— What is needed —
Which lines have the string "should"? Copy all of them from the entries below.

──────────────────────────────

PR #159, opened 2019-09-15
delete a "," ,because json format without a ,

abserari:
in Integration with Service Config

          "method": string,   
-> 
          "method": string


yhyddr:
@dfawley you are right, I do it 

and could you please help my these codes about retry example https://github.com/yhyddr/grpc-go/blob/master/examples/features/retry/client/main.go#L93

I'm confused about these set serviceConfig now because which I set seems not be available.

abserari:
could it merge or close?

PR #162, opened 2019-10-08
L60: Remove custom allocation function overrides from core surface API

veblush:
I'll add a link to the discussion once initial review is done.

### DIFF
--- a/L60-core-remove-custom-allocator.md
+++ b/L60-core-remove-custom-allocator.md
@@ -2,7 +2,7 @@ Remove custom allocation function overrides from core surface API
 ----
 * Author(s): veblush
 * Approver: mark
-* Status: Draft
+* Status: Approved
 * Implemented in: https://github.com/grpc/grpc/pull/20462
 * Last updated: 2019-10-09
 * Discussion at: https://groups.google.com/forum/#!topic/grpc-io/kDswzg-cEZU
--- a/L60-core-remove-custom-allocator.md
+++ b/L60-core-remove-custom-allocator.md
@@ -1,0 +1,91 @@
+Remove grpc_use_signal from core surface API
+----
+* Author(s): veblush
+* Approver: mark
+* Status: Draft
+* Implemented in: https://github.com/grpc/grpc/pull/20462
+* Last updated: 2019-10-08
+* Discussion at: TBD
+
+## Abstract
+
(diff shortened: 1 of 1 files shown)


L60-core-remove-custom-allocator.md
```diff
@@ -0,0 +1,91 @@
+Remove grpc_use_signal from core surface API
```
markdroth: Looks like the title needs to be updated.

veblush: Oops. Done!

L60-core-remove-custom-allocator.md
```diff
@@ -0,0 +1,92 @@
...
+
+## Proposal
+
+Following functions managing custom memory allocator will be removed.
+
+- `gpr_get_allocation_functions`
+- `gpr_set_allocation_functions`
+
+gRPC memory allocation functions such as `gpr_malloc` and `gpr_free` will
+remain with this change because they have been used when data allocated in
```
markdroth: If this is the only remaining use-case for these functions, does that mean that we don't need to use these functions inside of core?  In other words, external code that creates metadata to pass it into us will need to use these, but once inside of core, we can use `free()` directly instead of `gpr_free()`.  Is that right?

veblush: That's right. Since they're identical inside, it's up to us deciding which gRPC core will use.

L60-core-remove-custom-allocator.md
```diff
@@ -0,0 +1,92 @@
...
+
+In addition to this, some of C++ libraries cannot use custom allocators.
+For example, `std::function` doesn't support an allocator. Moreover,
+none of gRPC wrapped libraries including gRPC C++ doesn't support this.
+As a result, memory allocation can be done either in a built-in allocator
+or a custom allocator. This can be misleading to developers.
+
+## Implementation
+
+Core: https://github.com/grpc/grpc/pull/16706
```
chwarr: PR https://github.com/grpc/grpc/pull/16706/files is about removing `grpc_use_signal`. Is that what you intended to link to here? If so, can you expand on how this PR is related to this proposal?

veblush: Oops. That's right. Thanks!

PR #164, opened 2019-10-22
A26: gRPCLB Selection

dfawley:
#### Abstract

Modify the method for enabling gRPCLB to not require any special handling in core, allowing for stabilization of the gRPCLB protocol and load balancing policy.

@ejona86 @markdroth - Please also provide implementation steps for C/Java if appropriate.  Thanks!

### DIFF
--- a/A26-grpclb-selection.md
+++ b/A26-grpclb-selection.md
@@ -3,9 +3,9 @@ A26: gRPCLB Selection
 * Author(s): Doug Fawley
 * Approver: a11r
 * Status: Draft
-* Implemented in: None
+* Implemented in: C
 * Last updated: 2019-10-22
-* Discussion at: <google group thread> (filled after thread exists)
+* Discussion at: https://groups.google.com/d/msg/grpc-io/pB3vWC6MtlQ/vo681HkiAwAJ
 
 ## Abstract
 
@@ -25,8 +25,8 @@ can be declared stable, yet not create long-lasting maintenance problems.
 
 ## Proposal
 
-C core will promote its existing channel arg that configures the DNS resolver to
-fetch SRV records to "stable".
+C core will continue to provide its channel arg that configures the DNS resolver
+to fetch SRV records.
 
 In Go and Java, the default DNS resolver will not fetch SRV records. However,
 when gRPCLB is imported, it will override the default DNS resolver with a
@@ -132,4 +132,4 @@ The new approach will be implemented by:
 
 ### C
 
-TBD
+Implementation: https://github.com/grpc/grpc/pull/20803
--- a/A26-grpclb-selection.md
+++ b/A26-grpclb-selection.md
@@ -113,7 +113,22 @@ method.  This will be implemented by:
 
 ### Java
 
-TBD
+Java will remove the legacy method of gRPCLB selection (via balancer addresses
+produced by the resolver via the Address list). This was internal-only
+functionality already, as it required using
+`io.grpc.internal.GrpcAttributes.ATTR_LB_ADDR_AUTHORITY`.
+
+The new approach will be implemented by:
+
+1. Move `io.grpc.internal.GrpcAttributes.ATTR_LB_ADDR_AUTHORITY` to
+   `io.grpc.grpclb.GrpclbConstants.ATTR_LB_ADDR_AUTHORITY`.
+2. Add `io.grpc.grpclb.GrpclbConstants.ATTR_LB_ADDRS` with type
+   `Attributes.Key<List<EquivalentAddressGroup>>`. Every
+   `EquivalentAddressGroup` in the list must have a `ATTR_LB_ADDR_AUTHORITY`.
+   This key would pass addresses via the Attributes arguments of
+   `NameResolver.Listener.onAddresses(List<EAG>, Attributes)`
+3. Change grpclb policy to look for LB addresses via ATTR_LB_ADDRS instead of
+   the normal list of EAG.
 
 ### C
 
--- a/A26-grpclb-selection.md
+++ b/A26-grpclb-selection.md
@@ -2,7 +2,7 @@ A26: gRPCLB Selection
 ----
 * Author(s): Doug Fawley
 * Approver: a11r
-* Status: Draft
+* Status: Final
 * Implemented in: C
 * Last updated: 2019-10-22
 * Discussion at: https://groups.google.com/d/msg/grpc-io/pB3vWC6MtlQ/vo681HkiAwAJ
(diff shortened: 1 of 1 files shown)


ejona86:
CC @zhangkun83 . You may want to tweak Attribute.Keys names in the Java section at the end.

A26-grpclb-selection.md
```diff
@@ -0,0 +1,135 @@
...
+the gRPCLB LB policy, balancer addresses have no value. Users that do not wish
+to use gRPCLB will not take the performance penalty caused by attempting to
+resolve the balancer addresses through SRV records.
+
+Additionally, in all languages, to remove special handling of gRPCLB from the
+channel:
+- The loadBalancingConfig field in service config will be the only way to
+  specify the "grpclb" policy.
+- Balancer addresses will now only be provided via side-channel data passed from
+  the resolver to the balancer (similar to the xDS client instance).
```
zhangkun83: It's not called out -- are the balancer addresses now included in the loadBalancingConfig?

ejona86: No. They are through a side-channel API that we don't have a name for. In Java it is via the arbitrary Attributes passed from NameResolver (not in EAGs).

A26-grpclb-selection.md
```diff
@@ -0,0 +1,135 @@
...
+   `Attributes.Key<List<EquivalentAddressGroup>>`. Every
+   `EquivalentAddressGroup` in the list must have a `ATTR_LB_ADDR_AUTHORITY`.
+   This key would pass addresses via the Attributes arguments of
+   `NameResolver.Listener.onAddresses(List<EAG>, Attributes)`
+3. Change grpclb policy to look for LB addresses via ATTR_LB_ADDRS instead of
+   the normal list of EAG.
+
+### C
+
+TBD
```
markdroth: I've started putting together a PR for this.  I'll keep you posted.

A26-grpclb-selection.md
```diff
@@ -0,0 +1,135 @@
...
+experimental. In addition, gRPCLB itself is deprecated, to be replaced by xDS as
+the official advanced load balancing protocol for gRPC ([announcement
+email](https://groups.google.com/d/msg/grpc-io/0yGihF-EFQo/A4QKdXffBwAJ)). We
+would like to enable production uses of gRPCLB, but cannot do so if gRPCLB
+support is not stable. Therefore, we need a mechanism for selecting gRPCLB that
+can be declared stable, yet not create long-lasting maintenance problems.
+
+## Proposal
+
+C core will promote its existing channel arg that configures the DNS resolver to
```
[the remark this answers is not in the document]
ejona86: We _must_ have a stable API for client libraries to use it. I can agree that is separate from this proposal, but it was more a prerequisite.

I did not realize the "official word" is there is no stable API for users to control grpc.max_receive_message_length, grpc.max_connection_idle_ms, grpc.max_connection_age_ms, and similar in wrapped languages. I'm really confused why channel args were ever proposed as something Java should add to handle enabling SRV.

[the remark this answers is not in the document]
markdroth: All we really need for client libraries is to coordinate any changes with them ahead of time, which I'm fine with doing.  And while we've never promised stability for channel args strings, we also don't generally change them, so I don't expect this to cause any problem in practice.  I just don't want this gRFC to imply something to the world at large that we don't currently intend to imply.

As I said earlier, I do think that this is something that we should look more closely at in the future, but I think that's a broader topic, and I don't want to hold up this gRFC on that issue.  So, in the interest of moving forward with this gRFC, let's change the wording here to avoid the issue for now.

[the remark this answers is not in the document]
dfawley: > All we really need for client libraries is to coordinate any changes with them ahead of time

Are client libraries and gRPC expected to be kept in lockstep by users?  If not, CL should only be using stable gRPC APIs, or else users will run into problems when they attempt to use differing versions of the two libraries.

A26-grpclb-selection.md
markdroth: https://github.com/grpc/grpc/pull/20803

A26-grpclb-selection.md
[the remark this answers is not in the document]
dfawley: Per their [documentation](https://github.com/googleapis/google-cloud-cpp#requirements), client libraries only specifies a *minimum* version of gRPC.  Any backward-incompatible changes to any gRPC APIs they use will cause breakages of their older versions.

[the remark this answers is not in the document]
markdroth: Oh, interesting.  I was under the impression that they built with a particular version linked directly into the client library.  But now that I think about it, I guess that would not work in many languages anyway.

In any case, I don't think this changes anything for this gRFC.  I believe (but @apolcyn can confirm) that the client libraries are already depending on this particular channel arg, and I'm comfortable with them doing so.  It's not a problem for us to ensure that we don't break that.  But I still don't want the language here to imply a broader promise.

A26-grpclb-selection.md
```diff
@@ -0,0 +1,135 @@
...
+In Go and Java, the default DNS resolver will not fetch SRV records. However,
+when gRPCLB is imported, it will override the default DNS resolver with a
+resolver that does fetch SRV records. Justification for this approach: without
+the gRPCLB LB policy, balancer addresses have no value. Users that do not wish
+to use gRPCLB will not take the performance penalty caused by attempting to
+resolve the balancer addresses through SRV records.
+
+Additionally, in all languages, to remove special handling of gRPCLB from the
+channel:
+- The loadBalancingConfig field in service config will be the only way to
```
apolcyn: If I'm correct, this is an intentionally breaking change, that will cause clients that are currently enabling grpclb policy via SRV only (and not resolving or statically configuring <i>any</i> service config), to no longer use grpclb policy.

If that's the case, then don't see issues with this in itself, but at least a handful of experimental users would be broken by this. I.e., AFAICS we need to plan a migration and then help migrate those users, as a part of doing this.

markdroth: It should already be possible to enable grpclb via the service config even if there are no balancer addresses, so I think there's a transition plan.  We change the experimental users' code first and then do a new gRPC release with this change.

dfawley: In Go, since our gRPCLB support is not experimental, we will keep the existing selection logic, probably throughout v1.

dfawley:
@markdroth PTAL

dfawley:
This PR will wait until November 8 for community feedback, in accordance with the documented gRFC process.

──────────────────────────────

— Exercise answer —
I did not realize the "official word" is there is no stable API for users to control grpc.max_receive_message_length, grpc.max_connection_idle_ms, grpc.max_connection_age_ms, and similar in wrapped languages. I'm really confused why channel args were ever proposed as something Java should add to handle enabling SRV.
As I said earlier, I do think that this is something that we should look more closely at in the future, but I think that's a broader topic, and I don't want to hold up this gRFC on that issue.  So, in the interest of moving forward with this gRFC, let's change the wording here to avoid the issue for now.
Are client libraries and gRPC expected to be kept in lockstep by users?  If not, CL should only be using stable gRPC APIs, or else users will run into problems when they attempt to use differing versions of the two libraries.
markdroth: It should already be possible to enable grpclb via the service config even if there are no balancer addresses, so I think there's a transition plan.  We change the experimental users' code first and then do a new gRPC release with this change.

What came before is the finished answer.